- [The problem]: Go through the records and filter out every line lacking the word "thisRef"; copy the lines that remain.

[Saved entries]
'''

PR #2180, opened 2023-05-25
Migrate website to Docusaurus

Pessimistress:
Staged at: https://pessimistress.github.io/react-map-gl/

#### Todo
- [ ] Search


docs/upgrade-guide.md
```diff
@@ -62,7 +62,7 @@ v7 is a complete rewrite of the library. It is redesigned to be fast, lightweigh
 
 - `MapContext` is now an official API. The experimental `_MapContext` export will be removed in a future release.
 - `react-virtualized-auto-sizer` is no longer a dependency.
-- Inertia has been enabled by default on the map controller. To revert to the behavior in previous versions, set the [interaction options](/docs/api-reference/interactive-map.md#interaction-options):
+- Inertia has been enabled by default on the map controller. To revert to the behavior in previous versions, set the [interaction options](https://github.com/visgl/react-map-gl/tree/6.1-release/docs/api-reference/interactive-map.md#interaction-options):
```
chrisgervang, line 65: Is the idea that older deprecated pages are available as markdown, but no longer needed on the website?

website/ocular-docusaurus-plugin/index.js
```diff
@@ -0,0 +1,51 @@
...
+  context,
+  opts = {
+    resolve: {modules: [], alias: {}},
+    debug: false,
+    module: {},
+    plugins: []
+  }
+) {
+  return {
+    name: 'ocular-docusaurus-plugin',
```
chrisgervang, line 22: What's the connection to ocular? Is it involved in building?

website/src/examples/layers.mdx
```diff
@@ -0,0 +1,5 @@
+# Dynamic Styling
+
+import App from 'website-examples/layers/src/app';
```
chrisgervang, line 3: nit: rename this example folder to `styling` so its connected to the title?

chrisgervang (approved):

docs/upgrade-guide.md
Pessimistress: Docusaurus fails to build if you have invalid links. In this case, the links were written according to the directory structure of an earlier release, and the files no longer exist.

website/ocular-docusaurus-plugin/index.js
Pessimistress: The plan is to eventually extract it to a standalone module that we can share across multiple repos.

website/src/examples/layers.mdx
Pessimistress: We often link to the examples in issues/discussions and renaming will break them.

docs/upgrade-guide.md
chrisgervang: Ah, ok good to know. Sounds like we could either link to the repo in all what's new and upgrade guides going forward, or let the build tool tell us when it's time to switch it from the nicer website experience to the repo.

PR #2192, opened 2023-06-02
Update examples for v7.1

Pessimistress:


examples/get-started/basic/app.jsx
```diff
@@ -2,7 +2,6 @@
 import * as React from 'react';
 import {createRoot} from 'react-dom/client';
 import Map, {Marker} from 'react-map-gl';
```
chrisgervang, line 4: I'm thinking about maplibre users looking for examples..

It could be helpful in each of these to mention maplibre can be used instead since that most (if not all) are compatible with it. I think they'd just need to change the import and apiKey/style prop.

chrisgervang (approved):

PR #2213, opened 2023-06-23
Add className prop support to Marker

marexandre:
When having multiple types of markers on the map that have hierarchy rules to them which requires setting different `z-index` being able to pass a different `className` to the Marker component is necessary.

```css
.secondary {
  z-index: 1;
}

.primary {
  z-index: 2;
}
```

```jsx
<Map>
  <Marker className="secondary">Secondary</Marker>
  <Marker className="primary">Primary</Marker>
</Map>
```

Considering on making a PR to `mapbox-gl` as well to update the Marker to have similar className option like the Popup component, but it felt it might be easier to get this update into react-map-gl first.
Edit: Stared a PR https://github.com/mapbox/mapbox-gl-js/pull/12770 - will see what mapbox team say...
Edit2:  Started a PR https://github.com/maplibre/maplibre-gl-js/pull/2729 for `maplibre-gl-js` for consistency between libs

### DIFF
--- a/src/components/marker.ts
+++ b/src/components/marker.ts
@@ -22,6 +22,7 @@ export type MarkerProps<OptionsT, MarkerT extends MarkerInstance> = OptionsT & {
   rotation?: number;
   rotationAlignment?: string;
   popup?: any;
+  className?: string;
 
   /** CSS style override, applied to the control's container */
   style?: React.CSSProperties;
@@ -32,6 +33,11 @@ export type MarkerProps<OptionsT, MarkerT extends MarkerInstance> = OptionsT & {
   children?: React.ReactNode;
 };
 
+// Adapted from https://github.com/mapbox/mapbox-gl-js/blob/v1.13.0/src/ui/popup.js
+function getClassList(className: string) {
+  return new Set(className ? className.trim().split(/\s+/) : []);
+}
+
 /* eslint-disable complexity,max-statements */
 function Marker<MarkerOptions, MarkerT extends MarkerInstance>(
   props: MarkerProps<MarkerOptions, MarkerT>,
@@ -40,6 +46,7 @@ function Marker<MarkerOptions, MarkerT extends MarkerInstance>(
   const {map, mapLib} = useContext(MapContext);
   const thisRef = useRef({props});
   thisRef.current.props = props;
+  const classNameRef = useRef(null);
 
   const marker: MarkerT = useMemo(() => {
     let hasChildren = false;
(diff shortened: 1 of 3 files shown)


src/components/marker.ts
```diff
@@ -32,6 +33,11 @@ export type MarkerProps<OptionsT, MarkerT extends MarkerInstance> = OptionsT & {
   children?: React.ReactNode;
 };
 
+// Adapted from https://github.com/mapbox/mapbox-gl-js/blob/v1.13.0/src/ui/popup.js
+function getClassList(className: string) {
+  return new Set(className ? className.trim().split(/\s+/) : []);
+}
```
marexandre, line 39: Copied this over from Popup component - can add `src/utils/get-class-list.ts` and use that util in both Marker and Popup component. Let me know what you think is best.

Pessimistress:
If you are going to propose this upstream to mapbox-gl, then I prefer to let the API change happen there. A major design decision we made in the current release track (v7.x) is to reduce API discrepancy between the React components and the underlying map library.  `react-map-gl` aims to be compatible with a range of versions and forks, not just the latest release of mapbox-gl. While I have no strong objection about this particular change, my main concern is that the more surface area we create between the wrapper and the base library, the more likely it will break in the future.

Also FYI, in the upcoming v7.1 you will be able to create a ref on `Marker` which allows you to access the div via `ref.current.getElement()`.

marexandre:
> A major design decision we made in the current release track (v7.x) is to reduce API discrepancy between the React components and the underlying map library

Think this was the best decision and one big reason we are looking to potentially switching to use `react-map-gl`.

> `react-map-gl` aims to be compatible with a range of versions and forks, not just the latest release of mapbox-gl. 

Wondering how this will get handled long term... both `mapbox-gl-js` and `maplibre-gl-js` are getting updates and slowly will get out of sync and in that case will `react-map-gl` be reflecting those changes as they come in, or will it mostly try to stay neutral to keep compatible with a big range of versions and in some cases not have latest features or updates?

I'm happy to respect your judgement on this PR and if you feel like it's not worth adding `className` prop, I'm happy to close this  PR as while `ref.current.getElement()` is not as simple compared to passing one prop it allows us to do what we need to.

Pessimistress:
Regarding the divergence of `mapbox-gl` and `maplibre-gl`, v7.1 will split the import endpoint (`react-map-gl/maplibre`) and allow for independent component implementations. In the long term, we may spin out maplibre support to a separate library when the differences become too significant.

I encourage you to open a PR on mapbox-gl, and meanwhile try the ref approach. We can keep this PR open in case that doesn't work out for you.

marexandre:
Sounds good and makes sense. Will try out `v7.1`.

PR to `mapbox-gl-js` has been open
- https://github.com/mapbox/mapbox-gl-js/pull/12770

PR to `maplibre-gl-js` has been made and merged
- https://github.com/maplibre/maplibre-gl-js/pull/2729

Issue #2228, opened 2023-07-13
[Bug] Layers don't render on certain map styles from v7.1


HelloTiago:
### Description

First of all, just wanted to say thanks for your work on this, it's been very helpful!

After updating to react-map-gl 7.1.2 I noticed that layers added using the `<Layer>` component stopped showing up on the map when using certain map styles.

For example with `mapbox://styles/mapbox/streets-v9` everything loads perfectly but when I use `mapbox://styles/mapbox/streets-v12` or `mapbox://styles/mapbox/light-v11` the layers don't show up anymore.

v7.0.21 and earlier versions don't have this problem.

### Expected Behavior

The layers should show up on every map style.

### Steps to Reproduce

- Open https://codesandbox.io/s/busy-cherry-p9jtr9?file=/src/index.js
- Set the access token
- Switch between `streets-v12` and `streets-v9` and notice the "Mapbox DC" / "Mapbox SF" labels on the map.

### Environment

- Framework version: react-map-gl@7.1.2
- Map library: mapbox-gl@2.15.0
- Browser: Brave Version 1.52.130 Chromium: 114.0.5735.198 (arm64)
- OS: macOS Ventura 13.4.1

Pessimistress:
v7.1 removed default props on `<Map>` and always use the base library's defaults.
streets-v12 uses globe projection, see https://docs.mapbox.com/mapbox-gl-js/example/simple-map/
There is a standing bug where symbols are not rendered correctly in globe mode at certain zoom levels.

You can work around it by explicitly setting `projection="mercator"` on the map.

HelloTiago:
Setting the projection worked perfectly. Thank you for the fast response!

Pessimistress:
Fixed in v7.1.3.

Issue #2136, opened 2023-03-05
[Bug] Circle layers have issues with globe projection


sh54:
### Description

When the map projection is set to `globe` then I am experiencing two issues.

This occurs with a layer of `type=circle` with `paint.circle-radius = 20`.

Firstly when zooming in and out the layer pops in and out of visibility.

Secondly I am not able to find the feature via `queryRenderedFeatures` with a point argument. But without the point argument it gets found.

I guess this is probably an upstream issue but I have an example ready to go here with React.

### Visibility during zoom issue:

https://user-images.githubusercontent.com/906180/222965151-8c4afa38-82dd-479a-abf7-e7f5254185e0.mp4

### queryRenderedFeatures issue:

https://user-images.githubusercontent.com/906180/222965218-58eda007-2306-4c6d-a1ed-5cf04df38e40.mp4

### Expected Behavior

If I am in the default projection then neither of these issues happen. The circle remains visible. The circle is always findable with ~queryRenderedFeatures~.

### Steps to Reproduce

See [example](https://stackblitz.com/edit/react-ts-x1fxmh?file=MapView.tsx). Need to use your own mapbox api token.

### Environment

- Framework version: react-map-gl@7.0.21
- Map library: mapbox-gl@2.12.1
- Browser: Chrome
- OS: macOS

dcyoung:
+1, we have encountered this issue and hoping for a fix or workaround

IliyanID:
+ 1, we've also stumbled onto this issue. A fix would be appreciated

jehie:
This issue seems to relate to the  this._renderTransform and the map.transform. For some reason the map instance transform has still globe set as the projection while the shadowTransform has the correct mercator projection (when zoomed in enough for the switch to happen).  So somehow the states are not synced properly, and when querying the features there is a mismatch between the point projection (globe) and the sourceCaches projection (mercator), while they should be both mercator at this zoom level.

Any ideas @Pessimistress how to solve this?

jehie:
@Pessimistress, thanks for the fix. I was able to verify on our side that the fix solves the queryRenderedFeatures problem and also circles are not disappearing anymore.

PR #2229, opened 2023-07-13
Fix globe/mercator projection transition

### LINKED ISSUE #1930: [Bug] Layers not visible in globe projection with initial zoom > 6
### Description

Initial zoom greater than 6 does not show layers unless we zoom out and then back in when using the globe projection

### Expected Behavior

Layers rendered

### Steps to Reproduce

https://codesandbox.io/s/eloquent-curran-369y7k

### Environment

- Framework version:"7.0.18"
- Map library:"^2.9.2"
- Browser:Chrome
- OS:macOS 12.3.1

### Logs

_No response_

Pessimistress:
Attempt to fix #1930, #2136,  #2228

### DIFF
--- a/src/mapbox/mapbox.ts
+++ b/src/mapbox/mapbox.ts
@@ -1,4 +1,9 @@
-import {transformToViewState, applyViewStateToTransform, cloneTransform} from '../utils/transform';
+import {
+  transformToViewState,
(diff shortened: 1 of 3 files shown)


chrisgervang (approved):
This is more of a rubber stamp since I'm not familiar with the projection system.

'''

- [Output for this exercise]:
   const thisRef = useRef({props});
   thisRef.current.props = props;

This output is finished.